When a decision is replaced, use supersedes to maintain the decision history:

---
id: "ADR-002"
type: architecture_decision_record
name: "Switch to OAuth 2.0 with JWT"
status: accepted
deciders:
  - "Alice Smith"
supersedes:
  - "ADR-001"  # This ADR replaces the previous auth decision
justifies:
  - "SYSARCH-AUTH"
  - "SWDD-AUTH-SERVICE"
---

Bidirectional Traceability

You only need to define the relationship in one direction - SARA automatically infers the reverse link:

# In SCEN-001.md - defines downstream link
---
id: "SCEN-001"
derives:
  - "SYSREQ-001"
---

# OR in SYSREQ-001.md - defines upstream link (equivalent)
---
id: "SYSREQ-001"
derives_from:
  - "SCEN-001"
---

Both approaches create the same bidirectional relationship in the graph.

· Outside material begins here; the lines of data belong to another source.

PR #2226, opened 2022-03-15
[ENH] unit tests for `deep_equals` utility

fkiraly:
This PR adds unit tests for the `deep_equals` utility which were not present so far.
Includes #2555 (`ForecastingHorizon` compatibility).


fkiraly:
Can you also kindly look at this, @ltsaprounis?
Introduces tests to cover `deep_equals`, the utility was not tested before.

PR #2229, opened 2022-03-15
[MNT] Faster docstring examples - `ForecastingGridSearchCV`, `MultiplexForecaster`

fkiraly:
This PR speeds up the two slowest docstring examples by reducing the size of data sets in those examples:
`ForecastingGridSearchCV` and `MultiplexForecaster`. This saves ca 60-90sec in testing (according to CI/CD and local timings).

### DIFF
--- a/sktime/forecasting/compose/_multiplexer.py
+++ b/sktime/forecasting/compose/_multiplexer.py
@@ -64,14 +64,14 @@ class MultiplexForecaster(_HeterogenousEnsembleForecaster):
     ...     ForecastingGridSearchCV,
     ...     ExpandingWindowSplitter,
     ...     load_airline)
-    >>> y = load_airline()
+    >>> y = load_airline()[0:24]
     >>> forecaster = MultiplexForecaster(forecasters=[
     ...     ("ets", AutoETS()),
     ...     ("arima", AutoARIMA(suppress_warnings=True, seasonal=False)),
     ...     ("naive", NaiveForecaster())])
     >>> cv = ExpandingWindowSplitter(
     ...     start_with_window=True,
-    ...     step_length=24)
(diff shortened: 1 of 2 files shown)


aiwalter:
I would rather remove the `AutoARIMA` and maybe replace with another fast model such as `STLForecaster`. Maybe also make `step_length` bigger. Just trimming the data looks a bit odd. Other solution might be to use `load_shampoo_sales` which has length 36

fkiraly:
> I would rather remove

I don't think that would make a difference, but if you don't like it, feel free to replace it with anything that takes only seconds to compute at most. Feel free to commit to this PR.

sktime/forecasting/compose/_multiplexer.py
```diff
@@ -64,14 +64,14 @@ class MultiplexForecaster(_HeterogenousEnsembleForecaster):
     ...     ForecastingGridSearchCV,
     ...     ExpandingWindowSplitter,
     ...     load_airline)
-    >>> y = load_airline()
+    >>> y = load_airline()[0:24]
```
aiwalter, line 67:
```suggestion
    >>> y = load_shampoo_sales()
```

sktime/forecasting/compose/_multiplexer.py
```diff
@@ -64,14 +64,14 @@ class MultiplexForecaster(_HeterogenousEnsembleForecaster):
     ...     ForecastingGridSearchCV,
     ...     ExpandingWindowSplitter,
     ...     load_airline)
```
aiwalter, line 66:
```suggestion
    ...     load_shampoo_sales)
```

aiwalter (approved):

PR #1810, opened 2021-12-31
[BUG] fix `FeatureUnion` test failure mk4

fkiraly:
Another attempted fix for #1662 which PR #1665, #1701 did not fix. Hopefully the definitive fix now.

This fix completely rewrites the `FeatureUnion` instead of inheriting from the `sklearn` one.
With the new transformers refactor, we can simply use `pandas` functionality to merge/concatenate data frames internally, while the framework does the rest.

Minor complication:
With the transformer refactor, the "row-wise transformer" have become obsolete, since vectorization (to panel) is performed automatically whenever such a data container is encountered.
Some tests not directly related to the `FeatureUnion` but also using `FeatureUnion` were still using them, so I `xfailed` them for the time being, until the `RowTransformer`s are entirely removed, see issue #2179.

PR #2231, opened 2022-03-15
[ENH] `FeatureUnion` refactor - moved to `transformations`, tags, dunder method

fkiraly:
This PR contains a refactor of `FeatureUnion`:
* move to `transformations.compose`, deprecate `series_as_feature` occurrence
* common refactor with `TransformerPipeliene`,  joint and duplicate methods moved to `_HeterogeneousEnsembleEstimator`
* tag handling
* `+` dunder method for `FeatureUnion`

Depends on PR #1810 which is included.


lmmentel:
Nice work! Are you running the test that was originally failing for `FutureUnion` ?

fkiraly:
> Nice work! Are you running the test that was originally failing for FutureUnion ?

Of course :-)

TonyBagnall (approved):
personally I would like to deprecate the whole module series_as_features, and this is a step to that. 

Maybe rename anytagis? Had trouble parsing that name, was thinking of haggis or tardis. maybe has_tag? but I leave it

fkiraly:
> personally I would like to deprecate the whole module series_as_features, and this is a step to that.

Completely agreed, @TonyBagnall! It's a bit solitary and the "concern" it addresses is not entirely clear.
It does have some useful stuff, the other content being the splitters, which we should find a new home for first, though.

PR #2232, opened 2022-03-16
[ENH] Improve proba metrics

eenticott-shell:
#### Reference Issues/PRs
Continues #2153.

Fixes functionality and general tidyup of changes made in #2153.

No


eenticott-shell:
@fkiraly I still need to improve the tests for the proba metrics. Are there any forecasters that implement `predict_quantile` or `predict_interval` for a multioutput case?

fkiraly:
>@fkiraly I still need to improve the tests for the proba metrics. Are there any forecasters that implement predict_quantile or predict_interval for a multioutput case?

Currently none, I think.

fkiraly (approved):
Yes, this is what I had in mind in #2153, thanks!

Aware that this is not fully done, I'm merging this for the 0.11.0 release on Monday.
Based on our discussion last week, changes to the metrics will be downwards compatible, e.g., the addition of the `alpha` argument. Whereas if we leave it as currently, we'll have the problem of deprecation which we will avoid this way.

Further changes can be added in a separate PR.

PR #2664, opened 2022-05-19
[ENH] Top-down reconciler based on forecast proportions

ciaran-g:
#### Reference Issues/PRs

Added the top down method based on forecast proportions to the Reconcilers. See #2157 

- The new g matrix function for top down - `_get_g_matrix_td_fcst()`
- An update function for the g matrix for this method, which changes for each forecast - `_update_td_fcst()`
- A function for returning a parent/child look up table for all methods - `_parent_child_df()`
- Re-format of the `_transform()` function to incorporate the new method, also uses column/index matching with `df.dot()` now
- Improvements to documentation

No


fkiraly (approved):
Great addition!

Well-structured, and follows existing pattern in estimator.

[!TIP] Best Practice: Bottom-Up Linking

While both directions are supported, we recommend using upstream links (bottom-up strategy). Lower-level items should reference the higher-level items they derive from or satisfy:

• A Software Detailed Design knows which Software Requirements it satisfies
• A System Requirement knows which Scenarios it derives_from
• A Use Case knows which Solution it refines

This approach reflects natural knowledge flow: implementation details know their purpose, but high-level solutions shouldn't need to know every design decision. A Solution document shouldn't list all Use Cases - that would require constant updates as the system evolves.

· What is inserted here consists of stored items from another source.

PR #2674, opened 2022-05-22
[ENH] Compositor for forecasting of exogeneous data before using in exogeneous forecaster

fkiraly:
This PR adds a compositor, `ForecastX`, that makes forecasts on exogeneous data before using that forecast to forecast endogeneous data.

The typical use case is exogeneous data which is available only up until current cutoff, but forecasts are made of exogeneous data to apply another forecaster to endogeneous data which requires exogeneous data at the forecasting horizon time stampe.

### DIFF
--- a/sktime/forecasting/compose/__init__.py
+++ b/sktime/forecasting/compose/__init__.py
@@ -11,6 +11,7 @@ __all__ = [
     "AutoEnsembleForecaster",
     "TransformedTargetForecaster",
     "ForecastingPipeline",
+    "ForecastX",
     "DirectTabularRegressionForecaster",
     "DirectTimeSeriesRegressionForecaster",
     "MultioutputTabularRegressionForecaster",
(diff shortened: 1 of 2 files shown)


aiwalter:
nice, I recently had the same idea to have sth like this, just forgot to create an issue. I was thinking about name of `ExogForecaster` but `ForecastX` or `ForecasterX` is also fine I think. There is just one edge case that I was thinking about, the case where you have some columns of `X_pred` given and only want to create `X` forecasts for some other missing columns. But could be done in a separate PR

LarsLZondag:
@fkiraly , how would this solution work if only a subset of the features in `X` should exhibit this behavior while the rest of the features should be used in a traditional manner. Would it be better to add another parameter to this transformer called `columns`, or something similar, in which the user can specify which features should be forecast into the future and which features are known in the future?

fkiraly:
Yes, @LarsLZondag, I guess adding a `columns` argument makes it easier.

I've thought how one could have the effect with `ColumnForecaster` or `ForecastingPipeline` etc but could think of no easy alternative way.

fkiraly:
>  There is just one edge case that I was thinking about, the case where you have some columns of `X_pred` given and only want to create `X` forecasts for some other missing columns. But could be done in a separate PR

@aiwalter, do you want to check whether I've addressed your edge case properly?

PR #2676, opened 2022-05-22
[DOC] Fixes in class description ExpandingWindowSplitter

keepersas:
Minor fixes in class description 'ExpandingWindowSplitter'. No code changes.

No

##### For all contributions
- [ x] The PR title starts with either [ENH], [DOC] or [BUG] indicating whether the PR topic is related to enhancement, documentation or bug

### DIFF
--- a/sktime/forecasting/model_selection/_split.py
+++ b/sktime/forecasting/model_selection/_split.py
@@ -943,7 +943,7 @@ class ExpandingWindowSplitter(BaseWindowSplitter):
 
     Split time series repeatedly into an growing training set and a fixed-size test set.
 
-    For example for `window_length = 5`, `step_length = 1` and `fh = 3`
+    For example for `initial_window = 5`, `step_length = 1` and `fh = 3`
     here is a representation of the folds::
 
     |-----------------------|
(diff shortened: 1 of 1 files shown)


fkiraly (approved):
Nice, thanks!

I was looking at it as well today and got confused.

Btw, do you know what happens if `start_with_window` is `False`?
I didn't understand what that parameter does. Might be worth explaining that better, in case you know what it does.

keepersas:
> Nice, thanks!
> 
> I was looking at it as well today and got confused.
> 
> Btw, do you know what happens if `start_with_window` is `False`? I didn't understand what that parameter does. Might be worth explaining that better, in case you know what it does.

It will make like 'initial window = 0'. However, 'initial window' must be > 1.
start_with_window = False

Reference example wit 'start_with_window = True':
start_with_window = True

I'll try to update the documentation to cover this option.

fkiraly:
> It will make like 'initial window = 0'. However, 'initial window' must be > 1.

That sounds pretty weird, it sounds like an unnecessary parameter.
Shouldn't this be controlled simply by `initial_window` then??

We should open an issue and possibly fix this in a separate PR.

fkiraly:
I opened an issue here:
https://github.com/alan-turing-institute/sktime/issues/2678
thanks for explaining what that strange parameter did!

fkiraly:
@keepersas, feel free to add yourself to allcontributor.src with a `doc` contribution!

PR #2683, opened 2022-05-23
[ENH] Adding more tests for probabilistic metrics

eenticott-shell:
Implements testing for all cases of input to the probabilistic tests. Also fixes some issues that were discovered whilst testing. Namely fringe cases of having 0.5 quantiles given to an interval metric, this creates an interval with 0 coverage which causes some failures in the tests so I now remove this column inside the tests with a warning.


fkiraly:
this is conflicting now, since it was not updated from the metrics, kindly resolve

Both directions remain supported for flexibility in particular cases, but upstream linking should be your default choice.

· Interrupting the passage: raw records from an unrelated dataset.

PR #2686, opened 2022-05-23
[ENH] make_mock_estimator passing constructor args for the mocked class

### LINKED ISSUE #2685: [ENH] `make_mock_estimator` should allow passing constructor args for the mocked class
**Describe the bug**

The current implementation of `sktime.utils.estimators.make_mock_estimator` does not allow to pass any arguments to the returned Mock Estimator Class `__init__`. As a result, we can only use it to reproduce the behaviour of the estimator class with it's default arguments.

**To Reproduce**

```python
from sktime.utils.estimators import make_mock_estimator
y = load_airline()
mock_estimator_class = make_mock_estimator(NaiveForecaster)
mock_estimator_instance = mock_estimator_class(strategy=last, sp=1})
```

**Expected behavior**

There should be a way to pass the __init__ arguments of the input estimator class to the mock estimator.

ltsaprounis:
#### Reference Issues/PRs

fixes #2685 

This deals with the problem of not being able to pass the relevant arguments in the __init__ of the returned mock estimator class (described in #2685) by allowing the user to pass a dictionary that contains the kwargs of the input estimator class.

### DIFF
--- a/sktime/utils/estimators/_base.py
+++ b/sktime/utils/estimators/_base.py
@@ -56,6 +56,9 @@ def make_mock_estimator(
 ) -> BaseEstimator:
     r"""Transform any estimator class into a mock estimator class.
 
+    The returned class will accept the original arguments passed in estimator_class
+    __init__ as a dictionary of kwargs.
+
     Parameters
     ----------
     estimator_class : BaseEstimator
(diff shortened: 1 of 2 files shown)


fkiraly (approved):
Looks reasonable.

Minor issue, would this not break things like `get_params`, `set_params`, `repr`?

fkiraly:
Problem:

```python
mock_estimator_instance.get_params()
```
gives output
```
{'estimator_kwargs': {'strategy': 'last', 'sp': 1}}
```

but I'd expect
```
{'strategy': 'last', 'sp': 1}
```
!

ltsaprounis:
Yes it would, but I can't think of another way. 
Any suggestions are more than welcome!

fkiraly:
A hacky way would be overriding `get_params`, `set_params`?

fkiraly:
is there no way to have it behave exactly like the normal class?

ltsaprounis:
> is there no way to have it behave exactly like the normal class?

I bet there are many ways, but I simply cannot think of any.

I gave it a try with some extremely dodgy code: 
```python
    class _MockEstimator(estimator_class, _MockEstimatorMixin):
        args = inspect.getfullargspec(estimator_class.__init__).args
```

but in the end we would need to do something impossible like: 
```python
def __init__(self, *args, **kwargs)
```

fkiraly:
I know of some ways but they are close to hacking the python language. Another approach would involve https://smarie.github.io/python-makefun/

Maybe let's stay away from that for a moment, seems like a separate concern that may require a separate, principled solution first.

Relationship Fields by Item Type

Item Type	Upstream Field	Downstream Field	Peer Dependencies
Solution	-	is_refined_by	-
Use Case	refines	is_refined_by	-
Scenario	refines	derives	-
System Requirement	derives_from	is_satisfied_by	depends_on / is_required_by
System Architecture	satisfies	derives, justified_by	-
HW/SW Requirement	derives_from	is_satisfied_by	depends_on / is_required_by
HW/SW Detailed Design	satisfies	justified_by	-
Architecture Decision Record	justifies	-	supersedes / superseded_by

Querying Relationships

Once relationships are defined, you can traverse the graph:

# Find everything that traces up to business needs
sara query SWDD-001 --upstream

# Output:
# SWDD-001: Auth Service Implementation
# └── SWREQ-001: JWT Token Generation
#     └── SYSARCH-001: Authentication Architecture
#         └── SYSREQ-001: Response Time Requirement
#             └── SCEN-001: User Login Scenario
#                 └── UC-001: User Authentication
#                     └── SOL-001: Customer Portal

# Find everything that implements a scenario
sara query SCEN-001 --downstream

Validation Rules

SARA validates your relationships to ensure graph integrity:

• Broken references: Links to non-existent items
• Circular dependencies: A → B → C → A (cycles indicate modeling errors)
• Orphan items: Items with no upstream parent (configurable as warning or error)
• Invalid relationships: Wrong relationship type for item types (e.g., a Solution cannot derive_from)
• Duplicate identifiers: Same ID used in multiple files

# Parse and validate all relationships
sara check

# Strict mode: treat orphan items and other non-critical issues as errors
sara check --strict

# Output as JSON
sara check --format json

# Write output to file
sara check -o results.json --format json

Configuration

Sara uses a TOML configuration file (sara.toml by default):

[repositories]
paths = [
    "./docs",
    "../other-repo/specs"
]

[validation]
strict_mode = false  # Enable strict validation (non-critical issues become errors)

[output]
colors = true
emojis = true

[templates]
paths = ["./templates"]  # Custom template directories

Output Formats

Most commands support multiple output formats:

# Text output (default)
sara report coverage

# JSON output
sara report coverage --format json

# CSV output
sara report matrix --format csv -o matrix.csv

Environment Variables

Variable	Description
SARA_CONFIG	Path to configuration file
NO_COLOR	Disable colored output when set

Contributing

Contributions are welcome! Please read our Contributing Guide for details on how to submit pull requests, coding standards, and development setup.

License

This project is licensed under the Apache 2.0 License - see the LICENSE file for details.